Pusat promosi produk pertanian memiliki jargon Sahabat Pro Petani (Sejahtera Berkat Pusat Promosi Produk Perkebunan dan Pertanian).

“Makanya petani melalui kelompok tani kami fasilitasi untuk menjual hasil taninya langsung ke perusahaan konsumen dengan bantuan lembaga pro petani,” tuturnya.

Pembentukan pusat promosi produk pertanian itu merupakan perwujudan Pasal 19 Undang-Undang Nomor 16 Tahun 2006 tentang Sistem Penyuluhan Pertanian, Perikanan, dan Kehutanan, Pasal 48 Undang-Undang Nomor 19 Tahun 2013 tentang Perlindungan dan Pemberdayaan Petani, dan Peraturan Menteri Pertanian Nomor 67/Permentan/SM.050/12/2016 tentang Pembinaan Kelembagaan Tani.

“Kalau tidak difasilitasi kasihan petani karena selisih harganya terlalu besar. Pemerintah perlu turun tangan untuk mengatasinya agar nantinya petani bisa lebih sejahtera,” sebutnya.

Menurut Yana, pembentukan pusat promosi itu sudah dimasukkan ke dalam Rencana Pembangunan Jangka Menengah Daerah (RPJMD) yang mengacu pada Peraturan Daerah Nomor 4/2016.

“Ada sub-agenda prioritas untuk mewujudkan pusat promosi produk pertanian dalam agenda prioritas pembangunan. Kami (Dinas Pertanian) berupaya merencanakan dan merealisasikannya dalam pelaksanaan pembangunan,” ucap dia.

Hanya dalam dua pekan setelah pembentukan pusat promosi produk perkebunan dan pertanian Sahabat Pro Petani, sudah menjalin nota kesepahaman (MoU) dengan PT Sinkona Indonesia Lestari (SIL) yang akan menerima tiga hasil komoditas perkebunan yakni pala, sereh wangi, dan minyak daun cengkeh.

“Harganya diterima tinggi. Petani bisa menjual tiga komoditas itu seharga Rp10 ribu hingga Rp25 ribu per kilogram.

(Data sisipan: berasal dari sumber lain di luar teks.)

PR #9229, opened 2025-05-26
chore(ci): Bump next clients version to 1.5.0

jamilbk:
We've decided we'll be bumping the minor with shipping managed configurations support.

### DIFF
--- a/.github/workflows/_build_artifacts.yml
+++ b/.github/workflows/_build_artifacts.yml
@@ -126,9 +126,9 @@ jobs:
         target: [x86_64-pc-windows-msvc]
         package: [firezone-headless-client]
         # mark:next-headless-version
-        release_name: [headless-client-1.4.9]
+        release_name: [headless-client-1.5.0]
         # mark:next-headless-version
-        version: [1.4.9]
+        version: [1.5.0]
     env:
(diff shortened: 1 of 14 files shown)


thomaseizinger (approved):
Can you bump the GUI clients too? What do we do about headless? Are those remaining at 1.4.x?

jamilbk:
> Can you bump the GUI clients too? What do we do about headless? Are those remaining at 1.4.x?

Yeah I'll bump those too. Do any of these settings make sense for the headless client? We should probably just bump them anyway I think.

thomaseizinger:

Kapasitas pembelian PT SIL mencapai 4 ribu kilogram minyak daun cengkeh dan 5 ribu kilogram pala per minggunya,” paparnya.

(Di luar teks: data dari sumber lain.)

PR #9242, opened 2025-05-27
fix(apple): don't send connlib DNS server IPs that aren't IPs

### LINKED ISSUE #9055: dev_firezone_firezone_network_extension.AdapterError: setDnsError("Failed to deserialize DNS servers from JSON: invalid IP address syntax at line 1 column 30") (Code: 2)
Sentry Issue: [APPLE-CLIENT-3B](https://firezone-inc.sentry.io/issues/6358638684/?referrer=github_integration)

```
dev_firezone_firezone_network_extension.AdapterError: setDnsError("Failed to deserialize DNS servers from JSON: invalid IP address syntax at line 1 column 30") (Code: 2)
```

jamilbk:
When pulling IPs from system resolvers, it's possible the IPv6 addresses may contain scopes which will cause connlib to barf when parsing.

To fix these, we first convert to the Swift-native type `IPv4Address` or `IPv6Address` and then use the string representation of those types, which normalizes them to plain addresses.

Fixes #9055

### DIFF
--- a/swift/apple/FirezoneNetworkExtension/Adapter.swift
+++ b/swift/apple/FirezoneNetworkExtension/Adapter.swift
@@ -448,7 +448,22 @@ extension Adapter: CallbackHandlerDelegate {
     let resolvers = resetToSystemDNSGettingBindResolvers()
 #endif
 
-    return resolvers
+    var parsedResolvers: [String] = []
+
+    // Normalize addresses to remove any possible scope suffixes
+    resolvers.forEach { stringAddress in
+      if let ipv4Address = IPv4Address(stringAddress) {
+        return parsedResolvers.append("\(ipv4Address)")
+      }
+
+      if let ipv6Address = IPv6Address(stringAddress) {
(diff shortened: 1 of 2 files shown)


jamilbk:
Tested on iOS and macOS with IPv4 and IPv6 resolvers with manual scopes applied.

swift/apple/FirezoneNetworkExtension/Adapter.swift
```diff
@@ -448,7 +448,22 @@ extension Adapter: CallbackHandlerDelegate {
     let resolvers = resetToSystemDNSGettingBindResolvers()
 #endif
 
-    return resolvers
+    var parsedResolvers: [String] = []
+
+    // Normalize addresses to remove any possible scope suffixes
+    resolvers.forEach { stringAddress in
```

Dalam waktu dekat, Dinas Pertanian akan melakukan kemitraan antara pengolah kopi Bumi Kopi dan Gunumg Tilu dengan para petani kopi, perusahaan teh Tong Tji dengan petani teh, serta petani gula semut aren dengan IKM Bandrek dan Bajigur Hanjuang.

“Saya harap ke depan pusat promosi Sahabat Pro Petani diambi alih Perumda Agro. Sehingga hambatan para petani dalam pemasaran segera teratasi,” tandasnya.